▶ _WHAT IS BEING ASKED_: Pull from the data below each line where the word "unit" occurs, and copy it.

===== PROVIDED DATA

PR #928, opened 2022-06-30
[wcl] Introduce the Wake Core Library

JakeSiFive:
This change just adds an optional type that functions the same way as std::optional more or less.
It doesn't respect assignment quite the same way right now which means that wcl::optional<std::vector<T>>
isn't as efficen't as it could be since if you assign one vector to another that already has capacity,
the current implementation deallocates the first one and reallocates this one despite that not being
needed.

### DIFF
--- a/tools/wake-unit/optional.cpp
+++ b/tools/wake-unit/optional.cpp
@@ -69,7 +69,7 @@ TEST(option_move) {
   // We want to make sure we can make optional move only things.
   wcl::optional<std::unique_ptr<int>> move_only1(wcl::in_place_t{}, std::make_unique<int>(10));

==========

▶ _EXERCISE OUTPUT_:
--- a/tools/wake-unit/optional.cpp
+++ b/tools/wake-unit/optional.cpp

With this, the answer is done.